Groundbreaking win for faith convictions makes global news

The recent case of West Australian Christian couple Byron and Keira Hordyk was a big win for religious freedom in Australia and generated headlines across the globe.

After foster care agency Wanslea Family Services rejected their application to become foster parents, the Human Rights Law Alliance took the case arguing they were the victims of unlawful discrimination.

The Tribunal decision released on 23 December 2022 confirmed that the foster care agency had discriminated against the Hordyks.

The win was groundbreaking for Australian religious freedom and the news spread quickly around the country despite the Christmas shutdown.

From The Australian, “The State Administrative Tribunal in WA found that Wanslea was providing a service and ‘indirectly discriminated against the Hordyks in the provision of that service on the ground of their religious conviction’.”

“A Western Australian tribunal has found a Christian couple were discriminated against when their application to foster a child was rejected over their view that homosexuality is a sin,” reported ABC News.

“Perth couple Byron and Keira Hordyk hope that their five-year religious discrimination battle against a foster care agency will give hope to all Christians who strive to live by and promote basic Christian beliefs and values,” wrote The Catholic Weekly.

It wasn’t just in Australia that the news made headlines. This important case was also reported to many around the world.

Portuguese Christian News site Guiame covered the story, writing “because they follow the biblical precepts and believe that homosexuality is a sin, an Australian couple had an adoption unjustly denied”.

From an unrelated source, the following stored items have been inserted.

Issue #1264, opened 2022-02-20
Ccache to Kirbi conversion issue, missing hostname part in sname


ShutdownRepo:
### Configuration  
impacket version:  Impacket v0.9.25.dev1+20220208.122405.769c3196
Python version:  Python 3.9.10

### Issue

When obtaining a service ticket with getST, converting the `.ccache` ticket to `.kirbi`, and then doing `.kirbi` to `.ccache` results in a ticket missing a part in `sname`'s hostname.

![Screenshot from 2022-02-20 11-58-41](https://user-images.githubusercontent.com/40902872/154839256-1faf2a9b-c9b6-4851-aca9-98be27bb4941.png)

The issue also happens without the `-impersonate` flag.

I have located the error to be on the Ccache to Kirbi conversion.

![Screenshot from 2022-02-19 14-20-33](https://user-images.githubusercontent.com/40902872/154839438-47305c03-92ac-4577-b17e-5a4e1a0c9c2e.png)

![Screenshot from 2022-02-19 14-41-26](https://user-images.githubusercontent.com/40902872/154839439-2b729e50-0b98-4ef4-b7b5-2a73ff919ee1.png)

### Additional context

Issue raised there: https://github.com/SecureAuthCorp/impacket/pull/1260#issuecomment-1046168265

wqreytuk:
I don't think this is a problem, it has no negative impact on the use of tickets

ShutdownRepo:
It clearly has a negative impact, and you were the one who demonstrated it.

wqreytuk:
> It clearly has a negative impact, and you were the one who demonstrated it.

you mean can not be imported directly?

wqreytuk:
and you have solved this problem by modifying ticketConvertrt.py?

wqreytuk:
> 

if you mean this, then it is not ticketConvert.py's fault, my ticket after converted can be imported and used even the description of it is not correct

ShutdownRepo:
@wqreytuk worked together on the issues we faced with the service substitution and ticket conversion.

“A Western Australian tribunal concluded that Byron and Keira Hordyk views on religion were discriminated against,” reported the UK’s Tyla.com.

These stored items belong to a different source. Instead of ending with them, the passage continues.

PR #1268, opened 2022-02-24
[addcomputer.py] :: Add domain persistence option

XiaoliChan:
Create a computer account with domain admin privileges, when the [useraccountcontrol] attribute has been set to 8192, AD will think this machine account is a domain controller.

Reference: 
- [kaidja's post](https://twitter.com/kaidja/status/1480212323818217479)
- [Screenshots](https://github.com/XiaoliChan/Xiaoli-Tools/tree/main/addcomputer-dpersist)


mubix:
This should not be done lightly. Once you are considered a Domain Controller you will start to receive syncing from other Domain Controllers and authentication requests from a subset of the entire domain. This is very likely to cause issues in production. At the very least a warning should be applied to this option and the user has to accept the possible affect on the company they are performing this against.

Issue #1128, opened 2021-07-26
[NTLMRelayx.py] :: NTLMRelay if Client has SMB signing required


c-f:
### Configuration  
impacket version:  master (cd4fe47cfcb72d7d35237a99e3df95cedf96e94f)
Python version:  3.7.7
Target OS:  fedora-33

### Debug Output With Command String  
Sorry if i misinterpreted something but i was wondering if i can modify the `security mode` flag in SMB for the client. 
To my understanding the packets from the client (connects to ntlmrelayx) will be forwarded directly to the target without any
modification. However if the client **enforces** a signature and the server doesn't than the relay is not forwarded to the target at all. 

Thus i want to toggle the ''Security mode'' to remove the required signing (sent to the target). However in my attempts i was not successful in modifying impacket to my needs. 

The idea is heavily copied from hackndo :) with his very good article about ntlm relaying. Based on the Matrix below this should work. 

Thanks,
c-f

```bash 
# start ntlmrelaying
ntlmrelayx.py -debug -ts -t smb://127.0.0.10:1337 -smb2support

# enforce SMB2 and Signing (verified via wireshark)
smbclient //127.0.0.1/sharey  -d10 -m smb2 -S=required

# smbserver - to test if a connection is established
nc -l -v -p 1337 
```

### PCAP  
`- . -`

### Additional context  

1. NTLM Matrix:

 ![https://en.hackndo.com/assets/uploads/2020/03/ntlm_resume.png](https://en.hackndo.com/assets/uploads/2020/03/ntlm_resume.png)

0xdeaddood:
Hi @c-f!

The modification of the `security mode` flag is already implemented in impacket here: https://github.com/SecureAuthCorp/impacket/blob/cd4fe47cfcb72d7d35237a99e3df95cedf96e94f/impacket/examples/ntlmrelayx/clients/smbrelayclient.py#L64
If you capture some relay transmission from a client to a server, both of them without signing, you'll see something like this:

![image](https://user-images.githubusercontent.com/56035084/128763595-ee985300-746a-4b88-a718-97c92c891246.png)

- 192.168.195.129 = impacket box
- 192.168.195.2 = server (target)
- 192.168.195.20 = client (victim)

However, as we are discussing in #1138, the current version of impacket can't relay connections coming from a client that enforces signing due to how the multi-relay capability works. Currently, impacket implements the following process:

1. We receive an incoming connection. 
[...]

PR #1273, opened 2022-03-04
Added flag --disable-multi

zblurx:
I faced the exact same problem as in this issue #1128 : cannot relay client with signing required.
Found old code from @Hackndo in #824 to add a flag to disable multi relay, and it's working great.


0xdeaddood:
Just merged! Thanks @zblurx!

0xdeaddood:
Just FYI, the flag was renamed to `--no-multirelay`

The widespread interest in the outcome of this case shows that Australians care about their religious liberties. The Tribunal’s decision also demonstrates that the momentum of fashionable ideas demonstrated by the foster agency’s treatment of the Hordyks and other cases like the treatment of Andrew Thorburn are out of step with what is just and equitable under the law.

As John Steenhof, principal lawyer and head of the Hordyk’s legal team at the Human Rights Law Alliance, said, the Hordyks are “ordinary Australians” who were discriminated against.

“[The Hordyks] were treated badly purely because of their traditional Christian beliefs about sexuality,” he said.

“This is a wonderful couple who would be great foster carers and they were told that they were unsafe because they didn’t affirm homosexuality.”

The Hordyks’s case is groundbreaking for religious freedom law in Australia. the Tribunal followed the decision in Williamson, finding that it is not the court’s role to judge the ‘validity’ of a person’s belief by engaging in theological or doctrinal reasoning.

By following this important UK case, the Tribunal has recognised that the content and reasoning behind a person’s religious conviction should not be picked apart by a judge, who is not a theologian, and should only be concerned to make sure that the person genuinely and sincerely holds their belief.

This goes to the very heart of freedom of religion in a pluralist society. No one belief should be privileged by the State and every religious belief should be afforded equal protection under the law.

Australians should not have to fear that they will be discriminated against because of their sincerely held beliefs.